▶ _Stored data_:
>>>

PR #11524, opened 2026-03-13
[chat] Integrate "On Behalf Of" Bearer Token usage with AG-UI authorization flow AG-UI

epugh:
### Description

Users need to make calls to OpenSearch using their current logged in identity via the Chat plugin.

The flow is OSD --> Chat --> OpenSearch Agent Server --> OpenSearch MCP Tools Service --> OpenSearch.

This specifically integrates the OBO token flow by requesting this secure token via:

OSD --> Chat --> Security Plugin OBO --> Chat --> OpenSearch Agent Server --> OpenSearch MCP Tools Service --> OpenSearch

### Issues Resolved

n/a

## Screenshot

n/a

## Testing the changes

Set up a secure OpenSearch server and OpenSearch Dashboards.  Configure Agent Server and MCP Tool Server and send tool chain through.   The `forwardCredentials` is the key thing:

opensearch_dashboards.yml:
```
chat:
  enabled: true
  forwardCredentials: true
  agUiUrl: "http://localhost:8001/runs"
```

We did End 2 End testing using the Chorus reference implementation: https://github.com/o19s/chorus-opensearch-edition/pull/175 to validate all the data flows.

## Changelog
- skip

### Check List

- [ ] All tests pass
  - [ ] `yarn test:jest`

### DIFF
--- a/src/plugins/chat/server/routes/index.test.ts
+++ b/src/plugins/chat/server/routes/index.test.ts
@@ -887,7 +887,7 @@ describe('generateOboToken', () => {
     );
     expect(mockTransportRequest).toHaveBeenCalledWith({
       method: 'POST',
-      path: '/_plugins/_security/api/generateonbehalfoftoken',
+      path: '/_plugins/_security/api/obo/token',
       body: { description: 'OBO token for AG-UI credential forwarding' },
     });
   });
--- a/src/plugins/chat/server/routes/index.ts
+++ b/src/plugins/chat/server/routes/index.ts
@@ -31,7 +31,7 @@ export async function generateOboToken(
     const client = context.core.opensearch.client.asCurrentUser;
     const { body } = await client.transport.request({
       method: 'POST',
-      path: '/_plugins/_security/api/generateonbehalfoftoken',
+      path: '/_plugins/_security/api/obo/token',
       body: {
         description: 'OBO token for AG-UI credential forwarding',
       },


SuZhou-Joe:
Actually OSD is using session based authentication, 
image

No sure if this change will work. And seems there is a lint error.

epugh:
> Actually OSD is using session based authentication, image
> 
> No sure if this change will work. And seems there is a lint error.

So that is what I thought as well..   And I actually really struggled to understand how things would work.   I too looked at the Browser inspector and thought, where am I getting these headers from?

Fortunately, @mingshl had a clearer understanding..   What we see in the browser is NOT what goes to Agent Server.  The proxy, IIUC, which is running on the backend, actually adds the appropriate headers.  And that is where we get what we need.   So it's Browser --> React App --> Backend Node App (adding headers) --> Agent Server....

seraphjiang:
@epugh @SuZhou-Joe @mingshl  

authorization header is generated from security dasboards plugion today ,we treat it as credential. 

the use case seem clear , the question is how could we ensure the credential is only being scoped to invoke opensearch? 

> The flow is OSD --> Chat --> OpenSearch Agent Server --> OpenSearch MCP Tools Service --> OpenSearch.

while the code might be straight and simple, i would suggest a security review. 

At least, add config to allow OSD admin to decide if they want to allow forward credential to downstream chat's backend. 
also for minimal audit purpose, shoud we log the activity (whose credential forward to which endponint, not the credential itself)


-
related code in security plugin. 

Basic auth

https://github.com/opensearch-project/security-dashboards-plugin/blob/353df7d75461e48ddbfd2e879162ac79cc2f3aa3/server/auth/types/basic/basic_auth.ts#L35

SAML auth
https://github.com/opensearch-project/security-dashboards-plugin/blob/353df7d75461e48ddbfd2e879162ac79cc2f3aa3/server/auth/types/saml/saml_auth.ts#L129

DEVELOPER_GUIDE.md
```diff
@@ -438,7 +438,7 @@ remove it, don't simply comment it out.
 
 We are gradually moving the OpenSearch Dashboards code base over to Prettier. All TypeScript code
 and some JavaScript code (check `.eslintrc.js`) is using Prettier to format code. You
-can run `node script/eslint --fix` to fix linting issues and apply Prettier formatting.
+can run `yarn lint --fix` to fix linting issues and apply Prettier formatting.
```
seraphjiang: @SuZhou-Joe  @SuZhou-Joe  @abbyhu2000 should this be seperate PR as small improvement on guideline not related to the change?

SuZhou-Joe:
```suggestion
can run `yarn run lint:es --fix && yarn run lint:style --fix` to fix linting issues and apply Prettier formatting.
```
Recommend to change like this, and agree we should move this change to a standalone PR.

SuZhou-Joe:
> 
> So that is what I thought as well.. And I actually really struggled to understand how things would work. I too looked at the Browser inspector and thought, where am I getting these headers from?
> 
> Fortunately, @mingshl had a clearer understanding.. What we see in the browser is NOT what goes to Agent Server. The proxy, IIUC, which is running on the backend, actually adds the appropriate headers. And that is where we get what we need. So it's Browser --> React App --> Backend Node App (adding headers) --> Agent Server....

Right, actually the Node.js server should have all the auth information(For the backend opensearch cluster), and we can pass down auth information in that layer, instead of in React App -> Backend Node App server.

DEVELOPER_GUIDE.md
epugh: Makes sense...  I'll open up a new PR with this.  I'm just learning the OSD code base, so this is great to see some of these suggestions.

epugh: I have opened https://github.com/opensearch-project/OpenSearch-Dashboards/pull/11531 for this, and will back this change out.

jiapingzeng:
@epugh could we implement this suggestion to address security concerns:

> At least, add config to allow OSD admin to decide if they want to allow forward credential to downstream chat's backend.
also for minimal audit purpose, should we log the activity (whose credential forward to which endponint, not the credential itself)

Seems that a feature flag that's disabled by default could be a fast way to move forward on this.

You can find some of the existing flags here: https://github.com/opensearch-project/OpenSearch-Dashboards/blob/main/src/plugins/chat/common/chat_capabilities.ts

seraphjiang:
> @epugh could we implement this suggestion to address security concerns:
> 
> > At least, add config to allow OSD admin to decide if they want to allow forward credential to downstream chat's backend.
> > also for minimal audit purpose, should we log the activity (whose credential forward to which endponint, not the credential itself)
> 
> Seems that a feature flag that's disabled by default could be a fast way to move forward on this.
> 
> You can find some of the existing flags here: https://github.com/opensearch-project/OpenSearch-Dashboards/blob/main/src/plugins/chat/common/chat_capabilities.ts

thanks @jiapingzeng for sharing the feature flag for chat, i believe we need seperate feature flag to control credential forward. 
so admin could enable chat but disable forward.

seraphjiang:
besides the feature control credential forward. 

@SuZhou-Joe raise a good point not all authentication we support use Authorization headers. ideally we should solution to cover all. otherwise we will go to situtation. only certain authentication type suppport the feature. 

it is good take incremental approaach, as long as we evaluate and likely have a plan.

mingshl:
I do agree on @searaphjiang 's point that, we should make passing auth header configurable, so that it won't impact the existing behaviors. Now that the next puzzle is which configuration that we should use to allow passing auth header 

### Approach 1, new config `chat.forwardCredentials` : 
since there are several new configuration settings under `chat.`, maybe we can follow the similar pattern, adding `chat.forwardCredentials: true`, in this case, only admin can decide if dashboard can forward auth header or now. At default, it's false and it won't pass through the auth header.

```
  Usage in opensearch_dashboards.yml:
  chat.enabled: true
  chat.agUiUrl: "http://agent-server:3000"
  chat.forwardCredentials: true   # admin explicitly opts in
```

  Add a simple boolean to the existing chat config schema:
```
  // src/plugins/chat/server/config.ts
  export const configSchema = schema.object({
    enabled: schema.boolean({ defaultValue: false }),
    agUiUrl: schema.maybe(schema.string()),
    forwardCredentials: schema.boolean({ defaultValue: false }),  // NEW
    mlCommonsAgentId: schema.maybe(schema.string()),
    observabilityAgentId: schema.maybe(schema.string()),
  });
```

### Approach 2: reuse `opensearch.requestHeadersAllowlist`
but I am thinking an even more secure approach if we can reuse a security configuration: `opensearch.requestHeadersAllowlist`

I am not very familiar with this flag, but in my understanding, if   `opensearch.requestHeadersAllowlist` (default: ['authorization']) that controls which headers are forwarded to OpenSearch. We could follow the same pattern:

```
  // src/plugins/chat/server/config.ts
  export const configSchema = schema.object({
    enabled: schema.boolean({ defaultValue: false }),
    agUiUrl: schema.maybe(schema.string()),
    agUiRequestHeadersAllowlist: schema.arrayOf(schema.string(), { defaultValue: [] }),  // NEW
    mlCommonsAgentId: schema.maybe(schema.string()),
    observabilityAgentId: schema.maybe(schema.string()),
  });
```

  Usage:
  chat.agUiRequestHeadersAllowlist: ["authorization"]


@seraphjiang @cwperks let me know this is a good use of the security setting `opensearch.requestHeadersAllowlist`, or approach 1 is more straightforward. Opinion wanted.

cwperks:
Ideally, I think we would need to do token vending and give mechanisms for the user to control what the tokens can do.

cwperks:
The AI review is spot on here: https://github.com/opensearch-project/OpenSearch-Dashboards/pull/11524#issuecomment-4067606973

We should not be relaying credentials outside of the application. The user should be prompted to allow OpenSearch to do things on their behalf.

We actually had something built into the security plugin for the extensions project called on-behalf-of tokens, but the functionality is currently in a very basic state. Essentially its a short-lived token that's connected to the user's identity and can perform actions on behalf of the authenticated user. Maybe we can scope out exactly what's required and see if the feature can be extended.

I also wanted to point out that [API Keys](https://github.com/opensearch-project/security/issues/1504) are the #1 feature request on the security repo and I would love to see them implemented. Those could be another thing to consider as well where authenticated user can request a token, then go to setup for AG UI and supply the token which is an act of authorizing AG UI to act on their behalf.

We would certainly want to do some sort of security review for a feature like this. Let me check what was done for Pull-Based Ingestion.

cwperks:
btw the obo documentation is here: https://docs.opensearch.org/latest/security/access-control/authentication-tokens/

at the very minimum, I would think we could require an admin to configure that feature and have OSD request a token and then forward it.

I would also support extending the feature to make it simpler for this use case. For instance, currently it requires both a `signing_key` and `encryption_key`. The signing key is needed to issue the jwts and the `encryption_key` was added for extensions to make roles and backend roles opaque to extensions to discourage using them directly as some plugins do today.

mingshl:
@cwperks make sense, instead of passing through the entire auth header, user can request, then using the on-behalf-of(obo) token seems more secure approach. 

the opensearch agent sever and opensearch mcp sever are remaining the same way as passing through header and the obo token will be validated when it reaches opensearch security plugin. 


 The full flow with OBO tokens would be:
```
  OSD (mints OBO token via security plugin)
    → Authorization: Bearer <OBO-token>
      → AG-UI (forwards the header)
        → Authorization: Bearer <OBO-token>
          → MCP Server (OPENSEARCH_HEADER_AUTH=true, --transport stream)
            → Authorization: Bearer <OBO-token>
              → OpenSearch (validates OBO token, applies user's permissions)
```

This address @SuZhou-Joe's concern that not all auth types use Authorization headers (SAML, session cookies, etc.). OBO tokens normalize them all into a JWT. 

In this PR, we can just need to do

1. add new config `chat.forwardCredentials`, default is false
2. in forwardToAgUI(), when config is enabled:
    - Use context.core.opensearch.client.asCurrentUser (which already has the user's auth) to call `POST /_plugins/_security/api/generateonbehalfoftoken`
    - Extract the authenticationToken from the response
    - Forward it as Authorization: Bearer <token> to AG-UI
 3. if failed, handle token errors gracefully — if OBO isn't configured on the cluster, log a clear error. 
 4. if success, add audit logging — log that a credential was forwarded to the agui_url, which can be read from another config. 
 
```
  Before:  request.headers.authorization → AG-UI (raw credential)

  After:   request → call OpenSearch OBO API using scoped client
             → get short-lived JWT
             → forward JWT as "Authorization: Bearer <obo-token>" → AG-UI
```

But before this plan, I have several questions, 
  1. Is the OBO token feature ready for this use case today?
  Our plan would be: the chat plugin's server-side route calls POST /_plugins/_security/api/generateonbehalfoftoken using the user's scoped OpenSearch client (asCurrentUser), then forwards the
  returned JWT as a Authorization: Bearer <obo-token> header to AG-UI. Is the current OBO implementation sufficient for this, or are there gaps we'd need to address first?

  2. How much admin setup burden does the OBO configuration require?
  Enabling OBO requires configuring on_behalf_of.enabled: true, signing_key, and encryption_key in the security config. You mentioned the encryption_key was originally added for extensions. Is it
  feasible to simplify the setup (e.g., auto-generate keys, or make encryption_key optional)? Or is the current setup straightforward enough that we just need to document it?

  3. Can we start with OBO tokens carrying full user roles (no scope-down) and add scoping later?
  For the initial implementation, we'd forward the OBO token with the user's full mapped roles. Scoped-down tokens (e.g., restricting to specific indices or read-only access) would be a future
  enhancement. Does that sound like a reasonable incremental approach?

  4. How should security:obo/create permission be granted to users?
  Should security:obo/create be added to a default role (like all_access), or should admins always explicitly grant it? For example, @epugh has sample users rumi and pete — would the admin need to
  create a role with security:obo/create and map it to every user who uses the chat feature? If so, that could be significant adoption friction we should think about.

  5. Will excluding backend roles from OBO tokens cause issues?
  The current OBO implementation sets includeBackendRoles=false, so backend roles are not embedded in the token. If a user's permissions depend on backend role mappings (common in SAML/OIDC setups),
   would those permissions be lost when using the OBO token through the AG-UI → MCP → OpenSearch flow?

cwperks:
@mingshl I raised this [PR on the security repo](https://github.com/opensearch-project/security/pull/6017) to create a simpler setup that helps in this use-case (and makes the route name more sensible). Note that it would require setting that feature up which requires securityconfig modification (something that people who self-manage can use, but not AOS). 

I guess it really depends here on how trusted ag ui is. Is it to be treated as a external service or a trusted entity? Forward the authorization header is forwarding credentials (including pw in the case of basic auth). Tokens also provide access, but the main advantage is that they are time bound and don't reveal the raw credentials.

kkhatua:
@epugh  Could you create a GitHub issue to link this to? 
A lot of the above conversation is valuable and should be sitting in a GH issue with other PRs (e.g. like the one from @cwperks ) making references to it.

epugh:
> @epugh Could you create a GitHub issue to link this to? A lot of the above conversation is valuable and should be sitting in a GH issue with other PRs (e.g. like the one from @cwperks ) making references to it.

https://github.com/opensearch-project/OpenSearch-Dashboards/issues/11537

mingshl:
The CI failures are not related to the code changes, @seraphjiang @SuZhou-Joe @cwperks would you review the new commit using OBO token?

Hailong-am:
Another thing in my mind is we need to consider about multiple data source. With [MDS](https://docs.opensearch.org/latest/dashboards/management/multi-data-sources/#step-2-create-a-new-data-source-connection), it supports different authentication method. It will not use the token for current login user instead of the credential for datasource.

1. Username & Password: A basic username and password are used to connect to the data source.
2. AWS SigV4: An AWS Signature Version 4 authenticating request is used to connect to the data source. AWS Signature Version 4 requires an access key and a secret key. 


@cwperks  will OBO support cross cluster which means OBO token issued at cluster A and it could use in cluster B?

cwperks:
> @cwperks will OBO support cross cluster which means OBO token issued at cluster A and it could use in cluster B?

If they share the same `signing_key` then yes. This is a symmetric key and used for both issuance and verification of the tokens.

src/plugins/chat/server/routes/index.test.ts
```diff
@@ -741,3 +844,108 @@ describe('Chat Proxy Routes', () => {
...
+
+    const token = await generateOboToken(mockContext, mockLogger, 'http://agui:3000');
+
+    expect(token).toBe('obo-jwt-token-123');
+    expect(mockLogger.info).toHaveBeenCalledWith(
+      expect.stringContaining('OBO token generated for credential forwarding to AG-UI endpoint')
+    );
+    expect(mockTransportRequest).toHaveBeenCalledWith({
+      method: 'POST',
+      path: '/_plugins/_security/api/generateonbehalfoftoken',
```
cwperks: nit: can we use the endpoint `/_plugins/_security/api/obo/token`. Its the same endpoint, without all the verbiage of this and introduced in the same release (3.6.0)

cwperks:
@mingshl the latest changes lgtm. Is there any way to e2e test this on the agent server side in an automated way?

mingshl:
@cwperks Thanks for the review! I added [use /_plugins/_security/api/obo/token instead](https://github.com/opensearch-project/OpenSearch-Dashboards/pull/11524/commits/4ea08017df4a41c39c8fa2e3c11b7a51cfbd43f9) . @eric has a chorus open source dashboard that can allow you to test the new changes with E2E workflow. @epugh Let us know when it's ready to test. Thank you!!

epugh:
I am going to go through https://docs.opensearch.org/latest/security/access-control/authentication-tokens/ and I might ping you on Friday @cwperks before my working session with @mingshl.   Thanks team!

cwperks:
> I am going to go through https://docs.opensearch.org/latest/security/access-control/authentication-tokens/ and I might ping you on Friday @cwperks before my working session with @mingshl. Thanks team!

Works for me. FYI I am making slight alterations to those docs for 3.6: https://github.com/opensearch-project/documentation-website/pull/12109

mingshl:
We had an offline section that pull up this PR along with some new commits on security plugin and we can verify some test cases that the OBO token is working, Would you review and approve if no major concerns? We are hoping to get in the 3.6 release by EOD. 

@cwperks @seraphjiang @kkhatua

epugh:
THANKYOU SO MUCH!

<<<

In the records above, find each line that mentions the word "enabled", and copy it.

▶ _Reply_:
  enabled: true
  chat.enabled: true
    enabled: schema.boolean({ defaultValue: false }),
    enabled: schema.boolean({ defaultValue: false }),
2. in forwardToAgUI(), when config is enabled:
  Enabling OBO requires configuring on_behalf_of.enabled: true, signing_key, and encryption_key in the security config. You mentioned the encryption_key was originally added for extensions. Is it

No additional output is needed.